A new budget plan could be the end of this year’s special session if lawmakers can agree to pass it, filling the state’s $215 million budget hole.
According to a lawmaker who released an outline of the cuts to News 9, 49 agencies would see cuts to their budgets amounting to a total of $60 million. Among them are state agencies in charge of higher education, health care and public safety. On average, agencies would be told to slash budgets by 2.5 percent.
According to the outline, the State Regents for Higher Education would see the largest cut at just over $17 million. Oklahoma already ranks last nationwide for spending on higher education.
The Oklahoma Health Care Authority, the agency in charge of monitoring Soonercare and other health care programs for low-income Oklahomans, would be cut by $15 million.
Core agencies like the departments of public safety, transportation, mental health and substance abuse, and human services. Those agencies would be asked to cut between $2 million and $4 million from their budgets.
Also among the proposed cuts is a $2.7 million cut to the State Board of Career and Technology Education which oversees the state’s technical schools and 45 skill centers and adult basic education programs. The State Supreme Court would also see a $1.6 million reduction.
The deepest cut would be levied against the Alcoholic Beverage Law Enforcement Commission, which would lose $1 million of it’s just more than $3 million budget. ABLE is in charge of monitoring alcohol law related violations including the sale of alcohol and tobacco products to minors. It’s also responsible for overseeing the modernization of state alcohol laws recently passed by Oklahoma voters.
Those agencies not seeing cuts include the State Election Board, Commissioners of the Land Office and the Board of Trustee for the Oklahoma Schools of Science and Mathematics. The latter pair have triple and double the budget of ABLE, respectively.

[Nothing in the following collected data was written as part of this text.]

PR #2297, opened 2022-09-15
Remove CredentialsTelem

shreyamalviya:
# What does this PR do?

Fixes a part of #2182 

## PR Checklist

## Testing Checklist

    > Tested with Zerologon. The machine is exploited using Zerologon. It collects credentials on that machine and stores them in the credential repository. Then, it propagates to the machine using SMB which uses the credentials that were extracted and stored previously.


VakarisZ (approved):
Haven't found any remaining usages

ilija-lazoroski (approved):
LGTM!

monkey/infection_monkey/exploit/zerologon.py
```diff
@@ -133,6 +132,8 @@ def try_exploit_attempt(self, rpc_con) -> Optional[object]:
         except BaseException as e:
             logger.info(f"Unexpected error: {e}")
 
+        return None
```
mssalvatore, line 135: This should look like
```python
    def try_exploit_attempt(self, rpc_con) -> Optional[object]:
        try:
            exploit_attempt_result = self.attempt_exploit(rpc_con)
        except nrpc.DCERPCSessionError as e:
            # Failure should be due to a STATUS_ACCESS_DENIED error.
            # Otherwise, the attack is probably not working.
            if e.get_error_code() != self.ERROR_CODE_ACCESS_DENIED:
                logger.info(f"Unexpected error code from DC: {e.get_error_code()}")
        except BaseException as e:
            logger.info(f"Unexpected error: {e}")

    return exploit_attempt_result
```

The beleaguered departments of education, corrections and rehabilitation services would also avoid cuts under the new budget along with the state Department of Health, which was recently caught in a scandal over mismanaged funds.
Another $30 million would be taken from state funding supposed to go to the repair of Oklahoma’s roads and bridges and put towards healthcare. According to the most recent report card from the American Society of Civil Engineers, Oklahoma’s bridges received a D+ grade and state roads earned a D.
Approximately $60 million would come from a combination of money from agency revolving funds. Totals from October show the state had roughly $1.2 billion in revolving funds, which essentially operate as savings accounts for agencies to rely on during lean budget years. A spokesperson for the Office of Management and Enterprise Services said the full $1.2 billion wasn’t actually available for lawmakers. Some is already earmarked for future agency use.
Finally, $48 million is expected to come from a recently passed tax on the gross production of so-called “legacy” oil and gas wells. The tax isn’t so much new as is a new start date. The tax, which is an increase to 7 percent, was scheduled to start July 1, 2019. Should this plan be signed by Gov. Mary Fallin, it would start closer to a year and a half before the original start date.
Senate leadership said Monday the deal was struck with members of the House and Fallin, a surprising announcement given recent statements by Senate leadership and Fallin about the use of one-time funds and cuts to agencies. As recently as last week Fallin told reporters she wouldn't support a bill with "draconian" cuts saying she'd keep lawmakers at the capitol until Christmas if needed.
She and Senate leaders also balked at the notion of using one-time funds, like dipping into the state’s revolving funds, hoping to find a re-occurring solution that would help alleviate the predicted $400 million budget hole for the next fiscal year. Similar moves to use one-time money caused the Moody’s rating agency to give Oklahoma a negative rating.
Not in this new agreement, an increase in the gross production tax on oil and gas for new wells. The GPT had been the sticking point between Democrats and Republicans for the last six months. Democrats were holding out for an increase in the tax from the state’s current 2 percent to at least 5 percent.
The latest budget proposal to include a GPT increase would have raised the tax to 4 percent. It failed by five votes last week.
Because the new plan doesn't include a tax that hasn't already been passed, Republicans can pass it without the support of Democrats by voting a simple majority.
This latest budget fix is expected to be heard in committee Tuesday afternoon. The earliest it could be voted on by the House is Wednesday afternoon. Lawmakers hope to send this latest budget fix to the governor's desk by Friday.